I do not want to end this judgment on that note. While I have been somewhat critical of the Defendants’ strategy of opposition to Brent’s proposals in relation to Bridge Park, I am saddened that it has been necessary for this dispute to be determined by me in a long judgment that deals with the legal position in relation to the ownership of Bridge Park. The fact that I am delivering this judgment means that the mediation and settlement talks have failed to reach an outcome satisfactory to both parties. As I said at the beginning of this judgment, a trial of the issues before me is not the way to resolve the real issues between the parties. This dispute has come to a head in the context of understandably heightened tensions within the black community and the important focus on the Black Lives Matter movement. While the parties may be able to take such matters into account in seeking to resolve their differences out of court, I cannot do so. I had to decide the case on the facts surrounding the acquisition nearly 40 years ago and the law.

309.

I totally understand that Bridge Park was Mr Johnson’s conception and that the critical aspect of it, if it was to work and the riots were to be avoided, was that it would be run and managed by the local community for the local community without any direct involvement of Brent. Brent understood this, as did central government and the GLC, and they all shared Mr Johnson’s and HPCC’s philosophy. Everyone wanted it to succeed in that way as the stakes were so high. And, for a time, it did succeed. But the failure to set up a community co-operative or to agree the terms of a lease to the Steering

Group Company, then the break-down of relations between HPCC and Brent leading to Brent’s repossession of Bridge Park and, for the last 25 years, HPCC being completely uninvolved in its management, all undermine HPCC’s claims to a beneficial interest. Those facts also confirm that the absence of any reference in any of the documentation to Brent holding the Property on trust whether for charitable purposes or HPCC or anyone was deliberate, reflecting the understanding of the parties that Brent did not hold the Property on trust. Instead the Property was held beneficially by Brent for its statutory purposes which are essentially to act in the best interests of the community, as I believe Brent is striving to do with its proposals for Bridge Park. Mr Gutch, the Defendants’ witness, admitted that “at the end of the day, the asset was Brent’s” even if it was acquired so as to be run by the community and even if the community aspired at some stage to own it.

310.

It is obvious that something needs to be done to Bridge Park. Brent cannot just allow it to languish and be of diminishing use to the community. Brent has to respond to the current needs of the community but says it can only provide a newly enhanced leisure and community facility if it sells off part of the Property.
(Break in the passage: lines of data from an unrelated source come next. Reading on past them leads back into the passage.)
PR #686, opened 2020-04-21
test(embeds): add test examples from word2md and gdocs2md for embed t…

trieloff:
…esting

/cc @stefan-guggisberg


trieloff:
I can't approve it, although I think it's an awesome PR.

It is not right, in my view, for Mr Johnson and HPCC to claim a veto on anything that Brent may wish to do with the Property based on an inaccurate recollection of what was said at the time of the acquisition. All of Brent’s witnesses paid glowing tributes to Mr Johnson and the tremendous achievements of HPCC. I do too. But now that the legal issues have been resolved in my judgment, I would again urge the parties to move on and seek to achieve, by mutual co-operation and agreement, the best outcome for Bridge Park and the local community.

311.

If there are costs and/or other consequential matters that cannot be agreed between the parties, then a further hearing can be arranged through the usual channels.

312.

It only remains for me to thank all those involved on both sides for successfully getting the case ready in the short amount of time they had and for assisting the court in managing this trial in the difficult circumstances of the Covid-19 pandemic.